Method: Given an observation $s_t$, the agent generates an action $a_t\sim\pi_theta(a_t|s_t)$ and receives a sparse task reward $r^{\text{task}}_t$. The sparse reward is usually defined based on the final success or failure. To augment the sparse reward with a VLM reward, $r_t = r^{\text{task}}_t + \rho r^{\text{VLM}}_t.$ For example, the VLM reward can be the CLIP reward that measures the cosine similarity, $r^{\text{VLM}}_t = r^{\text{CLIP}}_t = \frac{\langle\Phi_L(l), \Phi_I(o_t)\rangle}{\|\Phi_L(l)\| \cdot \|\Phi_I(o_t)\|},$ where $\Phi_L(l)$ is the language embedding and $\Phi_I(o_t)$ is the image embedding. Prior work assumes that VLM rewards are accurate, while it is shown in the work that they are fuzzy. When pre-trained VLM representations fail to capture crucial information in the target RL tasks, inaccurate VLM rewards can hinder efficient exploration. This is mainly due to domain shift. FuRL uses two techniques: (i) Reward alignment, which fine-tunes heads of VLMs from collected data; (ii) Relay RL, which mitigates local minima and helps to collect more diverse data.

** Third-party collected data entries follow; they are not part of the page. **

PR #1149, opened 2022-11-14
Fix a bug with diagram property view referencing association

gayathrir11:
#### What type of PR is this?
 Bug fix

#### What does this PR do / why is it needed ?

Related to https://github.com/finos/legend-studio/issues/1593
#### Which issue(s) this PR fixes:

Fixes #

PR #1498, opened 2023-03-09
fix property mapping not properly resolving from associations property

akphi:
#### What type of PR is this?

Bug Fix

Fixes # https://github.com/finos/legend-studio/issues/1991
This is very similar to https://github.com/finos/legend-engine/pull/1149
Sometimes, clients could send protocol models with `PropertyPointer.class` pointing at an association instead of a class, for this reason, we need to properly resolve the owner of the property when building the graph


rafaelbey:
Is there a way we can add a test case for this?

akphi:
> Is there a way we can add a test case for this?

of course! will do

MauricioUyaguari (approved):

Method (details): The inaccuracy of VLM rewards can be defined as misalignment between image and text embeddings via the cosine similarity. FuRL introduces a lightweight alignment method, which freezes the VLM and appends two smaller head networks $f_{W_L}$ and $f_{W_I}$ to VLM’s text and image embeddings for finetuning. The VLM reward via the cosine similarity is measured for the outputs from these two heads. They are fine-tuned based on collected trajectories. For successful positive samples $o^p$ and unsuccessful negative samples $o^n$, the loss for reward alignment is $\mathcal{L} = \underbrace{\mathbb{E}l_\delta(o^p, o^n)}_{\mathcal{L}_{\text{pos-neg}}} + \underbrace{\mathbb{E}l_\delta(o_i^p, o_{i-k}^p)}_{\mathcal{L}_{\text{pos-pos}}},$ where $l_\delta(o^p, o^n):=\max(0, r^{\text{VLM}}(o^n)-r^{\text{VLM}}(o^p)+\delta)$ is a ranking loss with margin, so that the pos-neg loss pushes the VLM to learn positive samples, while the pos-pos loss pushes the VLM to progress a positive sample. In the beginning, there is no positive samples, so an optional step can be used when an additional goal image $o_g$ is available, i.e., learning from all negative samples $\mathcal{L}_{\text{neg-neg}} = \mathbb{E}_{\{L_2(o^n_i, o_g)<L_2(o^n_j, o_g)-\delta'\}}(l_\delta(o^n_i, o^n_j)),$ where $L_2$ is the L2 loss. The neg-neg loss can boost the progress to obtain the successful trajectories ASAP. For relay RL [1], it is used to solve the problem that VLM may get stuck at local minima, which means that the training cannot go to the second phase with positive samples. Specifically, an extra SAC agent $\pi_{\text{SAC}}$ is introduced besides the current VLM agent $\pi_{\text{VLM}}$. In an episode, these two agents are iteratively adopted, and the collected samples are added to a shared buffer, which is used to train these two agents with $r^{\text{task}}+\rho r^{\text{VLM}}$ for $\pi_{\text{VLM}}$ and $r^{\text{task}}$ for $\pi_{\text{SAC}}$. The idea is that the SAC agent can help the VLM agent to get out of local minima.
Experiments: Ten robotics tasks from the Meta-world MT10 environment with state-based observations and sparse rewards are conducted. The backbone is LIV [2]. It is observed that for tasks requiring the agent to master multiple subtasks, in terms of the sparse reward, no method achieves any success, which is also a common weakness within the existing VLM-as-reward framework. (It can be observed that when the goal is set to be random, the success rate of FuRL decreases.) From the ablation study, relay RL is very crucial, while the reward alignment also contributes.

References

[1] Relay Policy Learning: Solving Long-Horizon Tasks via Imitation and Reinforcement Learning, CoRL 2019. arXiv.
[2] LIV: Language-Image Representations and Rewards for Robotic Control, ICML 2023. arXiv.